## EXERCISE DETAILS
The entries are to be written out again with no differences.

## DATA UNDER STUDY
|---|

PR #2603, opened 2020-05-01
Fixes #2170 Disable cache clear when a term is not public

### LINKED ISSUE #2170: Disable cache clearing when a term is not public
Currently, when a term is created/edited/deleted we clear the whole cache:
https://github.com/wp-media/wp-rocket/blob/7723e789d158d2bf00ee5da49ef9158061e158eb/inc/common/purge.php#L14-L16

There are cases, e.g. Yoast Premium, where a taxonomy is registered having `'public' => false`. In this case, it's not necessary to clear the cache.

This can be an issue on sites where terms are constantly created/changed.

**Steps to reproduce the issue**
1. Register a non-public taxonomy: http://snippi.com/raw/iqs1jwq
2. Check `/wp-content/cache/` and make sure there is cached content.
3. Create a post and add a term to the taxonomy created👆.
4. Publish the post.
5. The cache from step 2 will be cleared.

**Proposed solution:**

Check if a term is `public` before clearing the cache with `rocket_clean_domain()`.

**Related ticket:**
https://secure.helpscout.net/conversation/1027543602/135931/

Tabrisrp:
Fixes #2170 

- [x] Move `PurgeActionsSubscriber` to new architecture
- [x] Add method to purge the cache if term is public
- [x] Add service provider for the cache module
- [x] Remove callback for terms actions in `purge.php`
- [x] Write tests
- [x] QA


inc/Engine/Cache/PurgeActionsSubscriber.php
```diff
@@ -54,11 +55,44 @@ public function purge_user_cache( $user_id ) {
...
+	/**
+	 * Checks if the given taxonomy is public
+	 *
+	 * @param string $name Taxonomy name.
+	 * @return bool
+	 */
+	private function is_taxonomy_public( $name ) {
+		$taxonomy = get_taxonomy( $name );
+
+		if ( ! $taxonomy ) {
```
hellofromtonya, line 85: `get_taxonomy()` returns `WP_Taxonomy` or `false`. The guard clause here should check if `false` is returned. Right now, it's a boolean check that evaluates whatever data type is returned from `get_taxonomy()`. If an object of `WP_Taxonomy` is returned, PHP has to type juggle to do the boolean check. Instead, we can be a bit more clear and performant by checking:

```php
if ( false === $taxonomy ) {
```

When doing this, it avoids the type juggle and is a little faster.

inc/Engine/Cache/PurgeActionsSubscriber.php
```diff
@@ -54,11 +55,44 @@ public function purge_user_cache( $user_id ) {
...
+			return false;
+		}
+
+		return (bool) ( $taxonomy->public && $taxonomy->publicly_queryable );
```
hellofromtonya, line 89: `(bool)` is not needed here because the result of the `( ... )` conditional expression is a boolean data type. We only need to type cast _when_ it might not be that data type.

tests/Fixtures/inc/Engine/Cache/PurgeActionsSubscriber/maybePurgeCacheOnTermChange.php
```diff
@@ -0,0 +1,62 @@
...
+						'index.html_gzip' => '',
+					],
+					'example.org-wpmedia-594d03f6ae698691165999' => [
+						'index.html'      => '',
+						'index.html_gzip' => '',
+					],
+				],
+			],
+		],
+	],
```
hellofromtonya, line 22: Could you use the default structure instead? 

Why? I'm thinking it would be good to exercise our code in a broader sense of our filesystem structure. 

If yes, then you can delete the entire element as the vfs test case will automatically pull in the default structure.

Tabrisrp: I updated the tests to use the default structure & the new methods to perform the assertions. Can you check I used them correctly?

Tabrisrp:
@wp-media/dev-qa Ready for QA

|---|

## OUTPUT BELOW
PR #2603, opened 2020-05-01
Fixes #2170 Disable cache clear when a term is not public

### LINKED ISSUE #2170: Disable cache clearing when a term is not public
Currently, when a term is created/edited/deleted we clear the whole cache:
https://github.com/wp-media/wp-rocket/blob/7723e789d158d2bf00ee5da49ef9158061e158eb/inc/common/purge.php#L14-L16

There are cases, e.g. Yoast Premium, where a taxonomy is registered having `'public' => false`. In this case, it's not necessary to clear the cache.

This can be an issue on sites where terms are constantly created/changed.

**Steps to reproduce the issue**
1. Register a non-public taxonomy: http://snippi.com/raw/iqs1jwq
2. Check `/wp-content/cache/` and make sure there is cached content.
3. Create a post and add a term to the taxonomy created👆.
4. Publish the post.
5. The cache from step 2 will be cleared.

**Proposed solution:**

Check if a term is `public` before clearing the cache with `rocket_clean_domain()`.

**Related ticket:**
https://secure.helpscout.net/conversation/1027543602/135931/

Tabrisrp:
Fixes #2170 

- [x] Move `PurgeActionsSubscriber` to new architecture
- [x] Add method to purge the cache if term is public
- [x] Add service provider for the cache module
- [x] Remove callback for terms actions in `purge.php`
- [x] Write tests
- [x] QA


inc/Engine/Cache/PurgeActionsSubscriber.php
```diff
@@ -54,11 +55,44 @@ public function purge_user_cache( $user_id ) {
...
+	/**
+	 * Checks if the given taxonomy is public
+	 *
+	 * @param string $name Taxonomy name.
+	 * @return bool
+	 */
+	private function is_taxonomy_public( $name ) {
+		$taxonomy = get_taxonomy( $name );
+
+		if ( ! $taxonomy ) {
```
hellofromtonya, line 85: `get_taxonomy()` returns `WP_Taxonomy` or `false`. The guard clause here should check if `false` is returned. Right now, it's a boolean check that evaluates whatever data type is returned from `get_taxonomy()`. If an object of `WP_Taxonomy` is returned, PHP has to type juggle to do the boolean check. Instead, we can be a bit more clear and performant by checking:

```php
if ( false === $taxonomy ) {
```

When doing this, it avoids the type juggle and is a little faster.

inc/Engine/Cache/PurgeActionsSubscriber.php
```diff
@@ -54,11 +55,44 @@ public function purge_user_cache( $user_id ) {
...
+			return false;
+		}
+
+		return (bool) ( $taxonomy->public && $taxonomy->publicly_queryable );
```
hellofromtonya, line 89: `(bool)` is not needed here because the result of the `( ... )` conditional expression is a boolean data type. We only need to type cast _when_ it might not be that data type.

tests/Fixtures/inc/Engine/Cache/PurgeActionsSubscriber/maybePurgeCacheOnTermChange.php
```diff
@@ -0,0 +1,62 @@
...
+						'index.html_gzip' => '',
+					],
+					'example.org-wpmedia-594d03f6ae698691165999' => [
+						'index.html'      => '',
+						'index.html_gzip' => '',
+					],
+				],
+			],
+		],
+	],
```
hellofromtonya, line 22: Could you use the default structure instead? 

Why? I'm thinking it would be good to exercise our code in a broader sense of our filesystem structure. 

If yes, then you can delete the entire element as the vfs test case will automatically pull in the default structure.

Tabrisrp: I updated the tests to use the default structure & the new methods to perform the assertions. Can you check I used them correctly?

Tabrisrp:
@wp-media/dev-qa Ready for QA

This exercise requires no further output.